* **Your objective**:
Starting at the top of the entries below, print each line exactly until the line with "You can directly" has been printed too.

========================================================================

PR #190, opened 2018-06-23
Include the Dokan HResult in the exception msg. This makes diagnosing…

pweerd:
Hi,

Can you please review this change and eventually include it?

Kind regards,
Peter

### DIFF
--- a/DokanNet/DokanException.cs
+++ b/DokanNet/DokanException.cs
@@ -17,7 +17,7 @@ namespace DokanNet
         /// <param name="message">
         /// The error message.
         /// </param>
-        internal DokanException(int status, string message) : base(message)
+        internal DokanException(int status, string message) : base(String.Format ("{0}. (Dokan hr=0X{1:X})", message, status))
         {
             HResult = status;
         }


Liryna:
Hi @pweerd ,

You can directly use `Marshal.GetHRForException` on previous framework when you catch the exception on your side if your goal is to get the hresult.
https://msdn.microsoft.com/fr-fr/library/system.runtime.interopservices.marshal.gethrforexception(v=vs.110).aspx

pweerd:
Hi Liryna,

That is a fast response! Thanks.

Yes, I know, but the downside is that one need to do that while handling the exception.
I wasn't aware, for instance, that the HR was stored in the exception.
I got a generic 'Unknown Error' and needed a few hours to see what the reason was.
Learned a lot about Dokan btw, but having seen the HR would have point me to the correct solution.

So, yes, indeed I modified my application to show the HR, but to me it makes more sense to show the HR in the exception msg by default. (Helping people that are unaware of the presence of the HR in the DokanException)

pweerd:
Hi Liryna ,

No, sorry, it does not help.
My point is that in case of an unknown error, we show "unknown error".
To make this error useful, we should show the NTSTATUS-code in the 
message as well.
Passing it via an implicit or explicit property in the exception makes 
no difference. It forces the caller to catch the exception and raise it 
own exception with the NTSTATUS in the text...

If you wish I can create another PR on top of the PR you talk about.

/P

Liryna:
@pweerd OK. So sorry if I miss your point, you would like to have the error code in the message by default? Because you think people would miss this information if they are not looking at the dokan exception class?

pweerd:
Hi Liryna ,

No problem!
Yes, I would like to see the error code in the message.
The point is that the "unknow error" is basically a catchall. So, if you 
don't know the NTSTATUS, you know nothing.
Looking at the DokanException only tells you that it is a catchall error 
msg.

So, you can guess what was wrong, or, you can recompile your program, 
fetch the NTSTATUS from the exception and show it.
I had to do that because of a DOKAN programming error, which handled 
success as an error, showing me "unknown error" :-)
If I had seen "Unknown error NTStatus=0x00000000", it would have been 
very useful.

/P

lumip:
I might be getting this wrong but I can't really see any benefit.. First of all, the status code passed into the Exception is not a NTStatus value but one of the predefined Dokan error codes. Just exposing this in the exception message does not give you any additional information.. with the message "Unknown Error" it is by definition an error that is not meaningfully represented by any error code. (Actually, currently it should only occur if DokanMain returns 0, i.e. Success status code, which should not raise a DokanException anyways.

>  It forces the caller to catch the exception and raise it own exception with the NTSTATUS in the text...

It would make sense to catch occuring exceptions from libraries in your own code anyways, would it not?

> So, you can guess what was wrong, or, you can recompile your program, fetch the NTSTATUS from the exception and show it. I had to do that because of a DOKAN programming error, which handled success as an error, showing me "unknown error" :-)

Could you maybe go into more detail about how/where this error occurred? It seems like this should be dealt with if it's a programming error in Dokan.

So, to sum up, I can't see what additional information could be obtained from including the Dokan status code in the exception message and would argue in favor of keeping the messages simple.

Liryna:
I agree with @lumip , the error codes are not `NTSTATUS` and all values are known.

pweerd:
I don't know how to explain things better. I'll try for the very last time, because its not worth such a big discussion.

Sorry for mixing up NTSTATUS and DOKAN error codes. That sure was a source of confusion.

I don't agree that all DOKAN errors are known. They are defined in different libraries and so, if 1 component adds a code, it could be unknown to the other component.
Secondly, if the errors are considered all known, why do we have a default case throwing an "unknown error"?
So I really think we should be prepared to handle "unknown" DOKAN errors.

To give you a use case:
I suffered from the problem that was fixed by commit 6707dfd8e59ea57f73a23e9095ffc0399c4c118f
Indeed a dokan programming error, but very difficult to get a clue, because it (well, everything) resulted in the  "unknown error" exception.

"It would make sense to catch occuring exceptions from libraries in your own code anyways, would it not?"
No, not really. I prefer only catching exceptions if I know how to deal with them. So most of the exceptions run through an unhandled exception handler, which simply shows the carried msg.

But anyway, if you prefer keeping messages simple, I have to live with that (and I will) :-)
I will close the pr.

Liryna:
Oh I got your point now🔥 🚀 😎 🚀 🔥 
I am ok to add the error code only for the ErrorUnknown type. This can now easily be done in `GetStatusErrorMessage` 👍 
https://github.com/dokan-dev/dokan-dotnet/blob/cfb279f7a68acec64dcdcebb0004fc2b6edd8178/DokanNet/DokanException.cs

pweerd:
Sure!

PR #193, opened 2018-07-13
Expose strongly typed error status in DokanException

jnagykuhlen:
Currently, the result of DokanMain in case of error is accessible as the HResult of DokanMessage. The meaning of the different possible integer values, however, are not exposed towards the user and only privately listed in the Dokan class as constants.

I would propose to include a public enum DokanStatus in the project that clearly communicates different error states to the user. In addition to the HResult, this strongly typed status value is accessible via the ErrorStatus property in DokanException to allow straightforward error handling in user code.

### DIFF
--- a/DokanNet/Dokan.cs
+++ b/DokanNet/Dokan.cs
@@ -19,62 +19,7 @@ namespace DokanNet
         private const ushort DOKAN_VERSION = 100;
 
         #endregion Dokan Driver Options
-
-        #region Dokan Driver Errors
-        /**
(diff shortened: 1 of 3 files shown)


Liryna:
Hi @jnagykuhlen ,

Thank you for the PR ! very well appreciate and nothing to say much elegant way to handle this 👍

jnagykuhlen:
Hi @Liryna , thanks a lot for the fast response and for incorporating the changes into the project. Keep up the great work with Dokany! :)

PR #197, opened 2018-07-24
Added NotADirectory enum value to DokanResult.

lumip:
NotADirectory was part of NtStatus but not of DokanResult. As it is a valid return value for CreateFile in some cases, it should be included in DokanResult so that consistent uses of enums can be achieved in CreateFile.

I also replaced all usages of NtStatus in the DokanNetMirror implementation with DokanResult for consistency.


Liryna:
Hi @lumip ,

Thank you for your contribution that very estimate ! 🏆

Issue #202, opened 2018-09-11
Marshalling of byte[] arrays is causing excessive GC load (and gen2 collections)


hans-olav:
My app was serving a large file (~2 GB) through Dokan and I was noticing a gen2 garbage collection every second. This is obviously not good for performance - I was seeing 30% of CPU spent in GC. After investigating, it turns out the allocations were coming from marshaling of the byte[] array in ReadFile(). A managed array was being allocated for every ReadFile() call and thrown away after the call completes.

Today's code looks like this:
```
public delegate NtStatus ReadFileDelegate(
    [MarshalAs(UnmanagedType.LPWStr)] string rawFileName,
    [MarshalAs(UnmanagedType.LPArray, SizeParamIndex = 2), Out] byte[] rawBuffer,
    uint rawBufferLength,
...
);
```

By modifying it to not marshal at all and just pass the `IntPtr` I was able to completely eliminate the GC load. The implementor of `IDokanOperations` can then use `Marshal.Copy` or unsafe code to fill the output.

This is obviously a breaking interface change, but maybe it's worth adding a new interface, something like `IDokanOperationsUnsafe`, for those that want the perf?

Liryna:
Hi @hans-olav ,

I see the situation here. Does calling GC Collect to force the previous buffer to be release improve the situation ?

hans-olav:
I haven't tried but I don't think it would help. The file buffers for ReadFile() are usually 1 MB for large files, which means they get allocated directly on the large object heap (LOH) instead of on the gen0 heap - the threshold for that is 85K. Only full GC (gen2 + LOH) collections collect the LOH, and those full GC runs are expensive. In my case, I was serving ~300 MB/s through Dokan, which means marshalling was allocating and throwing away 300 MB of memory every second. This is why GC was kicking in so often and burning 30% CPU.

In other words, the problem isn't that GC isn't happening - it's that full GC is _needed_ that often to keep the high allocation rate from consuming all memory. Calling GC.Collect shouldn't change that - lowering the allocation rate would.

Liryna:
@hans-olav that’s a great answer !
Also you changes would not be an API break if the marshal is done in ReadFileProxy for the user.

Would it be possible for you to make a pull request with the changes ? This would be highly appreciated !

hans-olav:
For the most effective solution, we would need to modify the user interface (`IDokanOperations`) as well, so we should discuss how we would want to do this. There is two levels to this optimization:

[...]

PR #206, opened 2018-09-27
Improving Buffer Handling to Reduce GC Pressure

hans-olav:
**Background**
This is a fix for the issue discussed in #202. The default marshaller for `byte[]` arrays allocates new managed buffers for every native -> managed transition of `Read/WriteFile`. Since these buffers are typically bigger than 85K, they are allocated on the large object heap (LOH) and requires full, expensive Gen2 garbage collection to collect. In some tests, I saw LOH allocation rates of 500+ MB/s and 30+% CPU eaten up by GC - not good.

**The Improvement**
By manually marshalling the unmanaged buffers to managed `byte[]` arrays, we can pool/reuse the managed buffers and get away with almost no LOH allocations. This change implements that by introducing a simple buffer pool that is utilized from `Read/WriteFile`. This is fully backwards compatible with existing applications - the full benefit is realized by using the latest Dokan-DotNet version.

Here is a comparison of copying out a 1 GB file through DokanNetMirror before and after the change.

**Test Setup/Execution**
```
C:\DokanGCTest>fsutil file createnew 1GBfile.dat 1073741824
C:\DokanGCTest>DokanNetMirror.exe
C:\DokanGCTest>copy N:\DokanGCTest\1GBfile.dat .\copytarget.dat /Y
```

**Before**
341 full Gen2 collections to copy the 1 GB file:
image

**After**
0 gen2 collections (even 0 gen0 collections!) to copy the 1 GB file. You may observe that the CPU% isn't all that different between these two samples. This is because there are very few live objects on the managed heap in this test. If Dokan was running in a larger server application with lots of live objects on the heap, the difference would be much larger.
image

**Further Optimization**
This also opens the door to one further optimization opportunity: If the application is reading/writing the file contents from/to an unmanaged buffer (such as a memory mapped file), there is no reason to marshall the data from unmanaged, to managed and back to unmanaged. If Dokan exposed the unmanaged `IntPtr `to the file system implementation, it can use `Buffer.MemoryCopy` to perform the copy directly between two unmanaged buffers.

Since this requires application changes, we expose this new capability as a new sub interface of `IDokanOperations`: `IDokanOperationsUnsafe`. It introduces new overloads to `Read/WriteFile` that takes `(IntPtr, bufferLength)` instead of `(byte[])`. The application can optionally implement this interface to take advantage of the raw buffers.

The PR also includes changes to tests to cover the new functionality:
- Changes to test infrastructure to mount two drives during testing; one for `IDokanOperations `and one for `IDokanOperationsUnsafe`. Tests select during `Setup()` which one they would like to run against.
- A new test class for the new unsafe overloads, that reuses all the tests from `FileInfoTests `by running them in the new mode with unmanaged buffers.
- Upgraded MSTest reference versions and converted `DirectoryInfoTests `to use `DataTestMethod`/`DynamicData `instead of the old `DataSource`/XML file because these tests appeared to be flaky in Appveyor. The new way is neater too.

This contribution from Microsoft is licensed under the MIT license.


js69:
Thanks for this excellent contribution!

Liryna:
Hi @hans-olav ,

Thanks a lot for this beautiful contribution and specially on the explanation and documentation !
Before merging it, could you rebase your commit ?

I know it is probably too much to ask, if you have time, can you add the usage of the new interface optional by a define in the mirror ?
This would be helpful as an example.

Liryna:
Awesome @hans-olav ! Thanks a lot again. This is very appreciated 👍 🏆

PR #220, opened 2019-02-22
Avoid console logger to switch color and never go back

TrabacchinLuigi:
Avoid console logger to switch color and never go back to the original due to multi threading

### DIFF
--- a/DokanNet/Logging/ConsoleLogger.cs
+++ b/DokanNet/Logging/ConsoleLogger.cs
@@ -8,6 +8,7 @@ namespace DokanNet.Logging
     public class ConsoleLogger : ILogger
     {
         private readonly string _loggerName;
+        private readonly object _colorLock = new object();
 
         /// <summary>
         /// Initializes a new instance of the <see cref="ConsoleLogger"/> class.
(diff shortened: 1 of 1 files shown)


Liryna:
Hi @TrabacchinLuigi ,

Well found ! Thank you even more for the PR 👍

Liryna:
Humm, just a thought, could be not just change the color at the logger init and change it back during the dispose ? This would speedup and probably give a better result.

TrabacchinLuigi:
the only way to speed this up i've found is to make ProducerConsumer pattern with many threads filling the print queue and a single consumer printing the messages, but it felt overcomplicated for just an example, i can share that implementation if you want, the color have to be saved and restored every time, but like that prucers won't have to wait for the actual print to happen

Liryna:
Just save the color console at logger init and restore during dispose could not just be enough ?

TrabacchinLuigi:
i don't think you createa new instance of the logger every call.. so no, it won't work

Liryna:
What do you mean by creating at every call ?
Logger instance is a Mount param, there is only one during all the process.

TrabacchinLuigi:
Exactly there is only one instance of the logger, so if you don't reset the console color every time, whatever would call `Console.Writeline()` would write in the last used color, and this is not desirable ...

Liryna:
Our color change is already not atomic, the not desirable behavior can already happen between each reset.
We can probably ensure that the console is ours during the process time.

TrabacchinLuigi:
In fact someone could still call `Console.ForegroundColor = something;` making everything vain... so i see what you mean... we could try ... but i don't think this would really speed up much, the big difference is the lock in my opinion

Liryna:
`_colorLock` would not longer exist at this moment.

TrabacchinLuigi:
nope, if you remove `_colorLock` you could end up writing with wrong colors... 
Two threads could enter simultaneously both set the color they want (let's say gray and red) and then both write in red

========================================================================

* **Answer section**:
PR #190, opened 2018-06-23
Include the Dokan HResult in the exception msg. This makes diagnosing…

pweerd:
Hi,

Can you please review this change and eventually include it?

Kind regards,
Peter

### DIFF
--- a/DokanNet/DokanException.cs
+++ b/DokanNet/DokanException.cs
@@ -17,7 +17,7 @@ namespace DokanNet
         /// <param name="message">
         /// The error message.
         /// </param>
-        internal DokanException(int status, string message) : base(message)
+        internal DokanException(int status, string message) : base(String.Format ("{0}. (Dokan hr=0X{1:X})", message, status))
         {
             HResult = status;
         }


Liryna:
Hi @pweerd ,

You can directly use `Marshal.GetHRForException` on previous framework when you catch the exception on your side if your goal is to get the hresult.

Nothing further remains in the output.